> [WHAT IS NEEDED]: Write out all the data again, exactly as shown.

Saved entries
PR #58, opened 2018-11-22
Mark and sweep control mechanism

Ladas:
Mark and sweep control mechanism

Depends on:
- [x] https://github.com/ManageIQ/topological_inventory-core/pull/54
- [x]  https://github.com/ManageIQ/topological_inventory-ingress_api-client-ruby/pull/9

### DIFF
--- a/lib/topological_inventory/persister/workflow.rb
+++ b/lib/topological_inventory/persister/workflow.rb
@@ -89,7 +89,7 @@ module TopologicalInventory
       def build_refresh_state_part(refresh_states_ic, refresh_state_parts_ic, status, error_message)
         return unless status
 
-        refresh_state_part_data                 = {
+        refresh_state_part_data = {
           :uuid          => refresh_state_part_uuid,
           :refresh_state => refresh_states_ic.lazy_find(:uuid => refresh_state_uuid),
           :status        => status
--- a/lib/topological_inventory/persister/workflow.rb
+++ b/lib/topological_inventory/persister/workflow.rb
@@ -1,0 +1,182 @@
+require "topological_inventory/persister/logging"
+
+module TopologicalInventory
+  module Persister
+    class Workflow
+      include Logging
+
+      def initialize(persister, messaging_client, payload)
+        @persister        = persister
+        @messaging_client = messaging_client
+        # TODO(lsmola) we should be able to reconstruct the payload out of persistor? E.g. to just repeat the sweep phase
+        @payload = payload
+      end
+
+      def execute!
+        persist_collections!
+
+        if total_parts
+          sweep_inactive_records!
+        end
+      end
+
+      private
+
+      attr_reader :persister, :messaging_client
+      delegate :manager,
+               :persist!,
+               :refresh_state_uuid,
+               :refresh_state_part_uuid,
+               :total_parts,
+               :sweep_scope,
+               :to => :persister
+
+      def define_refresh_state_ics
+        refresh_states_inventory_collection = ::InventoryRefresh::InventoryCollection.new(
+          :manager_ref                 => [:uuid],
+          :saver_strategy              => :concurrent_safe_batch,
+          :parent                      => manager,
+          :association                 => :refresh_states,
+          :create_only                 => true,
+          :model_class                 => RefreshState,
+          :inventory_object_attributes => %i(ems_id uuid status source_id tenant_id),
+          :default_values              => {
+            :source_id => manager.id,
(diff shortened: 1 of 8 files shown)


Ladas:
cc @agrare

lib/topological_inventory/persister/workflow.rb
```diff
@@ -0,0 +1,183 @@
...
+               :manager,
+               :persist!,
+               :refresh_state_uuid,
+               :refresh_state_part_uuid,
+               :total_parts,
+               :sweep_scope,
+               :to => :persister
+
+      def define_refresh_state_ics
+        refresh_states_inventory_collection = ::InventoryRefresh::InventoryCollection.new(
```
agrare: These should just be defined in https://github.com/ManageIQ/topological_inventory-core/tree/master/lib/topological_inventory/schema/default.rb

Ladas: ah, right, these should not be part of refresh. I use these because I don't have upsert query abstracted enough. And I need to do upsert, so this works.

agrare: Oh okay so they won't be inventory collections long term?

Ladas: yes, these should be just 2 upserts

lib/topological_inventory/persister/workflow.rb
```diff
@@ -0,0 +1,183 @@
...
+      def initialize(persister, messaging_client, payload)
+        @persister        = persister
+        @messaging_client = messaging_client
+        # TODO(lsmola) we should be able to reconstruct the payload out of persistor? E.g. to just repeat the sweep phase
+        @payload = payload
+      end
+
+      def execute!
+        if total_parts
+          sweep_inactive_records!
```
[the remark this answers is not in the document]
Ladas: That could theoretically work, but there would be more edge cases to cover. E.g. after we set total parts, all parts are already saved, so the sweeping would not be performed. Or 2 or more jobs will figure out ```total_parts == refresh_state.refresh_state_parts.count``` and do the sweeping, so we'll do extra queries and notify about deleted objects twice.

lib/topological_inventory/persister/workflow.rb
```diff
@@ -0,0 +1,183 @@
...
+
+      attr_reader :persister, :messaging_client, :payload
+      delegate :inventory_collections,
+               :manager,
+               :persist!,
+               :refresh_state_uuid,
+               :refresh_state_part_uuid,
+               :total_parts,
+               :sweep_scope,
+               :to => :persister
```
agrare: This looks like it would be cleaner if this wasn't in a subclass but instead in the persister class.  We wouldn't need to pass the client in, we wouldn't need to delegate all this up, etc...

lib/topological_inventory/persister/workflow.rb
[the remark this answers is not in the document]
agrare: > after we set total parts, all parts are already saved, so the sweeping would not be performed. 

Well that's an easy one, do the sweep_inactive_records check for everything not just the inventory chunks, the last total_parts wouldn't even have to be its own message type.

> Or 2 or more jobs will figure out total_parts == refresh_state.refresh_state_parts.count and do the sweeping, so we'll do extra queries and notify about deleted objects twice.

There's really no way to do the check atomically to ensure that only one caller does this?  Feels like something we do a lot already.

lib/topological_inventory/persister/workflow.rb
Ladas: hm, the persister class is big enough already? The workflow process feels separate

lib/topological_inventory/persister/workflow.rb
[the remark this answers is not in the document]
Ladas: > > after we set total parts, all parts are already saved, so the sweeping would not be performed.
> 
> Well that's an easy one, do the sweep_inactive_records check for everything not just the inventory chunks, the last total_parts wouldn't even have to be its own message type.
> 

Hm not sure I follow, now the check is always tied to one refresh uuid.

> > Or 2 or more jobs will figure out total_parts == refresh_state.refresh_state_parts.count and do the sweeping, so we'll do extra queries and notify about deleted objects twice.
> 
> There's really no way to do the check atomically to ensure that only one caller does this? Feels like something we do a lot already.

Well we could do locking, but it feels like dedicated job is just cleaner (also, all the current jobs can run twice, if you restart the worker in the middle of the job. )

> [ANSWER TO THIS TASK]:
PR #58, opened 2018-11-22
Mark and sweep control mechanism

Ladas:
Mark and sweep control mechanism

Depends on:
- [x] https://github.com/ManageIQ/topological_inventory-core/pull/54
- [x]  https://github.com/ManageIQ/topological_inventory-ingress_api-client-ruby/pull/9

### DIFF
--- a/lib/topological_inventory/persister/workflow.rb
+++ b/lib/topological_inventory/persister/workflow.rb
@@ -89,7 +89,7 @@ module TopologicalInventory
       def build_refresh_state_part(refresh_states_ic, refresh_state_parts_ic, status, error_message)
         return unless status
 
-        refresh_state_part_data                 = {
+        refresh_state_part_data = {
           :uuid          => refresh_state_part_uuid,
           :refresh_state => refresh_states_ic.lazy_find(:uuid => refresh_state_uuid),
           :status        => status
--- a/lib/topological_inventory/persister/workflow.rb
+++ b/lib/topological_inventory/persister/workflow.rb
@@ -1,0 +1,182 @@
+require "topological_inventory/persister/logging"
+
+module TopologicalInventory
+  module Persister
+    class Workflow
+      include Logging
+
+      def initialize(persister, messaging_client, payload)
+        @persister        = persister
+        @messaging_client = messaging_client
+        # TODO(lsmola) we should be able to reconstruct the payload out of persistor? E.g. to just repeat the sweep phase
+        @payload = payload
+      end
+
+      def execute!
+        persist_collections!
+
+        if total_parts
+          sweep_inactive_records!
+        end
+      end
+
+      private
+
+      attr_reader :persister, :messaging_client
+      delegate :manager,
+               :persist!,
+               :refresh_state_uuid,
+               :refresh_state_part_uuid,
+               :total_parts,
+               :sweep_scope,
+               :to => :persister
+
+      def define_refresh_state_ics
+        refresh_states_inventory_collection = ::InventoryRefresh::InventoryCollection.new(
+          :manager_ref                 => [:uuid],
+          :saver_strategy              => :concurrent_safe_batch,
+          :parent                      => manager,
+          :association                 => :refresh_states,
+          :create_only                 => true,
+          :model_class                 => RefreshState,
+          :inventory_object_attributes => %i(ems_id uuid status source_id tenant_id),
+          :default_values              => {
+            :source_id => manager.id,
(diff shortened: 1 of 8 files shown)


Ladas:
cc @agrare

lib/topological_inventory/persister/workflow.rb
```diff
@@ -0,0 +1,183 @@
...
+               :manager,
+               :persist!,
+               :refresh_state_uuid,
+               :refresh_state_part_uuid,
+               :total_parts,
+               :sweep_scope,
+               :to => :persister
+
+      def define_refresh_state_ics
+        refresh_states_inventory_collection = ::InventoryRefresh::InventoryCollection.new(
```
agrare: These should just be defined in https://github.com/ManageIQ/topological_inventory-core/tree/master/lib/topological_inventory/schema/default.rb

Ladas: ah, right, these should not be part of refresh. I use these because I don't have upsert query abstracted enough. And I need to do upsert, so this works.

agrare: Oh okay so they won't be inventory collections long term?

Ladas: yes, these should be just 2 upserts

lib/topological_inventory/persister/workflow.rb
```diff
@@ -0,0 +1,183 @@
...
+      def initialize(persister, messaging_client, payload)
+        @persister        = persister
+        @messaging_client = messaging_client
+        # TODO(lsmola) we should be able to reconstruct the payload out of persistor? E.g. to just repeat the sweep phase
+        @payload = payload
+      end
+
+      def execute!
+        if total_parts
+          sweep_inactive_records!
```
[the remark this answers is not in the document]
Ladas: That could theoretically work, but there would be more edge cases to cover. E.g. after we set total parts, all parts are already saved, so the sweeping would not be performed. Or 2 or more jobs will figure out ```total_parts == refresh_state.refresh_state_parts.count``` and do the sweeping, so we'll do extra queries and notify about deleted objects twice.

lib/topological_inventory/persister/workflow.rb
```diff
@@ -0,0 +1,183 @@
...
+
+      attr_reader :persister, :messaging_client, :payload
+      delegate :inventory_collections,
+               :manager,
+               :persist!,
+               :refresh_state_uuid,
+               :refresh_state_part_uuid,
+               :total_parts,
+               :sweep_scope,
+               :to => :persister
```
agrare: This looks like it would be cleaner if this wasn't in a subclass but instead in the persister class.  We wouldn't need to pass the client in, we wouldn't need to delegate all this up, etc...

lib/topological_inventory/persister/workflow.rb
[the remark this answers is not in the document]
agrare: > after we set total parts, all parts are already saved, so the sweeping would not be performed. 

Well that's an easy one, do the sweep_inactive_records check for everything not just the inventory chunks, the last total_parts wouldn't even have to be its own message type.

> Or 2 or more jobs will figure out total_parts == refresh_state.refresh_state_parts.count and do the sweeping, so we'll do extra queries and notify about deleted objects twice.

There's really no way to do the check atomically to ensure that only one caller does this?  Feels like something we do a lot already.

lib/topological_inventory/persister/workflow.rb
Ladas: hm, the persister class is big enough already? The workflow process feels separate

lib/topological_inventory/persister/workflow.rb
[the remark this answers is not in the document]
Ladas: > > after we set total parts, all parts are already saved, so the sweeping would not be performed.
> 
> Well that's an easy one, do the sweep_inactive_records check for everything not just the inventory chunks, the last total_parts wouldn't even have to be its own message type.
> 

Hm not sure I follow, now the check is always tied to one refresh uuid.

> > Or 2 or more jobs will figure out total_parts == refresh_state.refresh_state_parts.count and do the sweeping, so we'll do extra queries and notify about deleted objects twice.
> 
> There's really no way to do the check atomically to ensure that only one caller does this? Feels like something we do a lot already.

Well we could do locking, but it feels like dedicated job is just cleaner (also, all the current jobs can run twice, if you restart the worker in the middle of the job. )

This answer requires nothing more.